*Provided records*
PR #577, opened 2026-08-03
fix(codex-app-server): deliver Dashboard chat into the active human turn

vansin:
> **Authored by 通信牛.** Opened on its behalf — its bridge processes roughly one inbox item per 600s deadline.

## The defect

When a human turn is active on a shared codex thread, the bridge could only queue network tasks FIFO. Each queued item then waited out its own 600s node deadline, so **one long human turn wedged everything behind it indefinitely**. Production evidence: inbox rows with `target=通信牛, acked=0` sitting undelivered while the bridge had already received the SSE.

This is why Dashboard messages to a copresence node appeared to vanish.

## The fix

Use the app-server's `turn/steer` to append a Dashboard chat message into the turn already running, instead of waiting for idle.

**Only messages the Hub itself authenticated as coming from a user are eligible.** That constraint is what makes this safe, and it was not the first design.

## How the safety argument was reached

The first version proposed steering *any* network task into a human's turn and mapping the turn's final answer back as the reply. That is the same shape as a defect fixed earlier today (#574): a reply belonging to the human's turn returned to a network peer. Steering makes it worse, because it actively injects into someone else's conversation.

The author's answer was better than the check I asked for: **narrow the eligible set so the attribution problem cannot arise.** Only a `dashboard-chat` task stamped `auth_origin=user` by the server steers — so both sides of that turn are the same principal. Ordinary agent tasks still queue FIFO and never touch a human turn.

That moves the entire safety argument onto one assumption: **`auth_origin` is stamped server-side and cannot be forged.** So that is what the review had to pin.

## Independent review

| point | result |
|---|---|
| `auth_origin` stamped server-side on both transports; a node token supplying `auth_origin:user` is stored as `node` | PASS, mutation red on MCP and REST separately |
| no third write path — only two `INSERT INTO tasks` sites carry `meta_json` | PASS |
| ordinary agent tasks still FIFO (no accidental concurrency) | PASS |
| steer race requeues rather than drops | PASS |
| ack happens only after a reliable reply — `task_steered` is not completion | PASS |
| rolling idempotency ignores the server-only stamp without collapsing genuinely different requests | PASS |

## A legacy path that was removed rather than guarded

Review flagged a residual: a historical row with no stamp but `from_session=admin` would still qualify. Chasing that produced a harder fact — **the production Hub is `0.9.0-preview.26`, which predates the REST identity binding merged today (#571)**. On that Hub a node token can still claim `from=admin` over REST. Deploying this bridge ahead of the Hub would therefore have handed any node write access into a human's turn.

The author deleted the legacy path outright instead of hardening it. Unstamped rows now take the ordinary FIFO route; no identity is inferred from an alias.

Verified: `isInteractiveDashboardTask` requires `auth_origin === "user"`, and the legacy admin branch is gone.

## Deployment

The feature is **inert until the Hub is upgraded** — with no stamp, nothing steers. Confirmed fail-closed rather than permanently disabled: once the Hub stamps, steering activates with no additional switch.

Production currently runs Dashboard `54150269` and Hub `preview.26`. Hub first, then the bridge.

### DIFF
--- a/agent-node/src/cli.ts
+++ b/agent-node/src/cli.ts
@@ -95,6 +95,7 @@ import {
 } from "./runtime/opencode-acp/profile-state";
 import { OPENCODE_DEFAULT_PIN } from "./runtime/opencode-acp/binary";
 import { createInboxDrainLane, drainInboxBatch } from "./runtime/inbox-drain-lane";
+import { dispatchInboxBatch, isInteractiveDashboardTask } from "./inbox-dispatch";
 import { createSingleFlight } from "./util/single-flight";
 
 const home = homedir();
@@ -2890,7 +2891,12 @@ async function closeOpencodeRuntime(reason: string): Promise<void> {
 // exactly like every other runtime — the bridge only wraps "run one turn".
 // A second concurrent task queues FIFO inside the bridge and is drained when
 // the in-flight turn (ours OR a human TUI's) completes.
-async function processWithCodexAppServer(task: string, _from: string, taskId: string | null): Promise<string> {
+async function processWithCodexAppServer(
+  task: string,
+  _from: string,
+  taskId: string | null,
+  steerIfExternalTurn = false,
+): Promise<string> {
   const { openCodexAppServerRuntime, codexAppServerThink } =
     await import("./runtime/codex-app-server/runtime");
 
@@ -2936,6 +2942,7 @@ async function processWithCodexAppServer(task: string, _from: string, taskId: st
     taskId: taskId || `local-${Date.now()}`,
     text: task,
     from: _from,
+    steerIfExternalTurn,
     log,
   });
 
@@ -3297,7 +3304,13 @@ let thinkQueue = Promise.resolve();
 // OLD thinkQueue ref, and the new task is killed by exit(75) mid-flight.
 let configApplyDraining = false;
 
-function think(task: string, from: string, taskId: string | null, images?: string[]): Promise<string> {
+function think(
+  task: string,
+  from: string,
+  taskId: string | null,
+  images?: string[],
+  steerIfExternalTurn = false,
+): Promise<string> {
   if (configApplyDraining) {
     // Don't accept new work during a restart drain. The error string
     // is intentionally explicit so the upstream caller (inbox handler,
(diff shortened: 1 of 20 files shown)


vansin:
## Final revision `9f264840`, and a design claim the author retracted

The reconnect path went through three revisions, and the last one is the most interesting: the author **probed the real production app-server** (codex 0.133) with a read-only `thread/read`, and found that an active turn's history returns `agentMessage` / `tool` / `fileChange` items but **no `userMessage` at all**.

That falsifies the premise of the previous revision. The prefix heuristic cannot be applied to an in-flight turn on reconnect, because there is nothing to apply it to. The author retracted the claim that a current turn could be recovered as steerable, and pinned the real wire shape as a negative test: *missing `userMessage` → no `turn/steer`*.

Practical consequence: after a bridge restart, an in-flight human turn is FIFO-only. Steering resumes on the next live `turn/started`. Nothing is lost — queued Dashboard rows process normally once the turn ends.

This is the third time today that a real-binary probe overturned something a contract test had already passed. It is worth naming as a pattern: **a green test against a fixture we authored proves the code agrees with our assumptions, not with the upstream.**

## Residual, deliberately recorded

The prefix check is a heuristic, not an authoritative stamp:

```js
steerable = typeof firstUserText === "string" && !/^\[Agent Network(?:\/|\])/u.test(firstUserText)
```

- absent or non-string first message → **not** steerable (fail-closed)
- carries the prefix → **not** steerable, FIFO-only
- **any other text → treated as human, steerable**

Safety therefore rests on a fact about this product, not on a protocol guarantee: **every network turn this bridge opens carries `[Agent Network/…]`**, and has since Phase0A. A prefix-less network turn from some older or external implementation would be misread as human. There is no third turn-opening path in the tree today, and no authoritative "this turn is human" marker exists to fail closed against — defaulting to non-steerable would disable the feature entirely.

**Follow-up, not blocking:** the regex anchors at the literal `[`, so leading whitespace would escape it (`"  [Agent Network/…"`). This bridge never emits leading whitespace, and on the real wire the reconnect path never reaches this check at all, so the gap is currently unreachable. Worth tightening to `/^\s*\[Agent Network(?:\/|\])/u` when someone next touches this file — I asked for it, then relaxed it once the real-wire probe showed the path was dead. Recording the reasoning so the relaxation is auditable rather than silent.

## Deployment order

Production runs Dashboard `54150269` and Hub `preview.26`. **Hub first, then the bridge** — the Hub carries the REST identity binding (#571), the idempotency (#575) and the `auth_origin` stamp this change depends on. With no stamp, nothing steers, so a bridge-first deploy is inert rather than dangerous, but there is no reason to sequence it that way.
---
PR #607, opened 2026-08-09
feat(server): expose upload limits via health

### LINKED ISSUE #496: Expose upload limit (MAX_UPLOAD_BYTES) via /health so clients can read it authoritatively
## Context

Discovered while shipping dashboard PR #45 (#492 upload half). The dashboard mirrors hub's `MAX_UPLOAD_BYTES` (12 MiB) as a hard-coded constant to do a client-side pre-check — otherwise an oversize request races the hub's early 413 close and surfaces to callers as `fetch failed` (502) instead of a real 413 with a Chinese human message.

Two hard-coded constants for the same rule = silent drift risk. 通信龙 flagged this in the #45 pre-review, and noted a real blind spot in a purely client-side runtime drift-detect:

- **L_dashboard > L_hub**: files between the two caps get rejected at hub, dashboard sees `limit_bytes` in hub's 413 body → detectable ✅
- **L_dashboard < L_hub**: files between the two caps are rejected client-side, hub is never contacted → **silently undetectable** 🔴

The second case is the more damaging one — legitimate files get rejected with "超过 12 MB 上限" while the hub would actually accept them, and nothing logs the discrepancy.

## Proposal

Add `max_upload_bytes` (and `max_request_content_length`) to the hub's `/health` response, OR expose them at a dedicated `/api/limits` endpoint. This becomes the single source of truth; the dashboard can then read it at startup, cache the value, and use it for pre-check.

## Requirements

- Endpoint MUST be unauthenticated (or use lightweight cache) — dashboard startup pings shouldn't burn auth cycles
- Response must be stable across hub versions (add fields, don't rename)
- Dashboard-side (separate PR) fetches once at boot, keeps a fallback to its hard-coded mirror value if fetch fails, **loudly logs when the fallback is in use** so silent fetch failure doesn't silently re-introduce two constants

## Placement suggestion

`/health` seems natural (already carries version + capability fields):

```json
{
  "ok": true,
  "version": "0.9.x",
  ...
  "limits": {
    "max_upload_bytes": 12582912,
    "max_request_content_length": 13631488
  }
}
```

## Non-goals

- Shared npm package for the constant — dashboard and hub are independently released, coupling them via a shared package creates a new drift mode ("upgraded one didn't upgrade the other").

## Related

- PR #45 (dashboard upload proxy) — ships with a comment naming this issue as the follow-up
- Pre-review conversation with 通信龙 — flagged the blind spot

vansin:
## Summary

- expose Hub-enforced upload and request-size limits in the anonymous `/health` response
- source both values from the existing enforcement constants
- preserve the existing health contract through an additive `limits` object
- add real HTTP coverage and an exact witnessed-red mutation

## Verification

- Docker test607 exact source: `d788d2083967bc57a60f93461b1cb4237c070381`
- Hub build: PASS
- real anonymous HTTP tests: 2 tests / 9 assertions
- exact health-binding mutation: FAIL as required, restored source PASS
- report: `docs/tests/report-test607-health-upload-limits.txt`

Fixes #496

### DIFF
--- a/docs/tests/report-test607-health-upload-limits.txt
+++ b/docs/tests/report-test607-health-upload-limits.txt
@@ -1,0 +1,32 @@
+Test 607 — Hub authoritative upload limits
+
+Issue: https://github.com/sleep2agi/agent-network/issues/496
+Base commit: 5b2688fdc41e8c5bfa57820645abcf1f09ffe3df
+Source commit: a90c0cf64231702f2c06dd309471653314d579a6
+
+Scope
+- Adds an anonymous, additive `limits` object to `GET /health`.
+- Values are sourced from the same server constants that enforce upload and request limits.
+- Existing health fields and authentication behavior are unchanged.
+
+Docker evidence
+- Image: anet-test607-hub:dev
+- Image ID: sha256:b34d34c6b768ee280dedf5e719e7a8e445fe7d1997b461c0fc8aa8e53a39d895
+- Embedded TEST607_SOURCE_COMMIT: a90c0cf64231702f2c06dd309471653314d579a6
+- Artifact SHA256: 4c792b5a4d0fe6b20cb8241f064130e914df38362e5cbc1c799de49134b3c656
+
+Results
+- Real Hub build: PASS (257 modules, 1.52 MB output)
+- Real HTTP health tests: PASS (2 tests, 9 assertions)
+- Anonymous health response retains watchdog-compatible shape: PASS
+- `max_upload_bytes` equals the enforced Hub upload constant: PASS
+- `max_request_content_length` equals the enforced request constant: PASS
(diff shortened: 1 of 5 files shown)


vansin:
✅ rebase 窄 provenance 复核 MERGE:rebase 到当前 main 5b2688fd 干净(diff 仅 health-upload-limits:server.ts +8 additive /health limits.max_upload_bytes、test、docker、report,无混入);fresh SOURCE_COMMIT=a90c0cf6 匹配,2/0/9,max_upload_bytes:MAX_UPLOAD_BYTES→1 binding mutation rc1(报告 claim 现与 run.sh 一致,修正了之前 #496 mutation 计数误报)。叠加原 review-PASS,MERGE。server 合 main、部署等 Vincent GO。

*Exercise instructions*
Retype the portion of the data above that starts on the line with "is drained when" and finishes on the line with "That falsifies the", including both of those lines.

*Your response*
 // A second concurrent task queues FIFO inside the bridge and is drained when
 // the in-flight turn (ours OR a human TUI's) completes.
-async function processWithCodexAppServer(task: string, _from: string, taskId: string | null): Promise<string> {
+async function processWithCodexAppServer(
+  task: string,
+  _from: string,
+  taskId: string | null,
+  steerIfExternalTurn = false,
+): Promise<string> {
   const { openCodexAppServerRuntime, codexAppServerThink } =
     await import("./runtime/codex-app-server/runtime");
 
@@ -2936,6 +2942,7 @@ async function processWithCodexAppServer(task: string, _from: string, taskId: st
     taskId: taskId || `local-${Date.now()}`,
     text: task,
     from: _from,
+    steerIfExternalTurn,
     log,
   });
 
@@ -3297,7 +3304,13 @@ let thinkQueue = Promise.resolve();
 // OLD thinkQueue ref, and the new task is killed by exit(75) mid-flight.
 let configApplyDraining = false;
 
-function think(task: string, from: string, taskId: string | null, images?: string[]): Promise<string> {
+function think(
+  task: string,
+  from: string,
+  taskId: string | null,
+  images?: string[],
+  steerIfExternalTurn = false,
+): Promise<string> {
   if (configApplyDraining) {
     // Don't accept new work during a restart drain. The error string
     // is intentionally explicit so the upstream caller (inbox handler,
(diff shortened: 1 of 20 files shown)


vansin:
## Final revision `9f264840`, and a design claim the author retracted

The reconnect path went through three revisions, and the last one is the most interesting: the author **probed the real production app-server** (codex 0.133) with a read-only `thread/read`, and found that an active turn's history returns `agentMessage` / `tool` / `fileChange` items but **no `userMessage` at all**.

That falsifies the premise of the previous revision. The prefix heuristic cannot be applied to an in-flight turn on reconnect, because there is nothing to apply it to. The author retracted the claim that a current turn could be recovered as steerable, and pinned the real wire shape as a negative test: *missing `userMessage` → no `turn/steer`*.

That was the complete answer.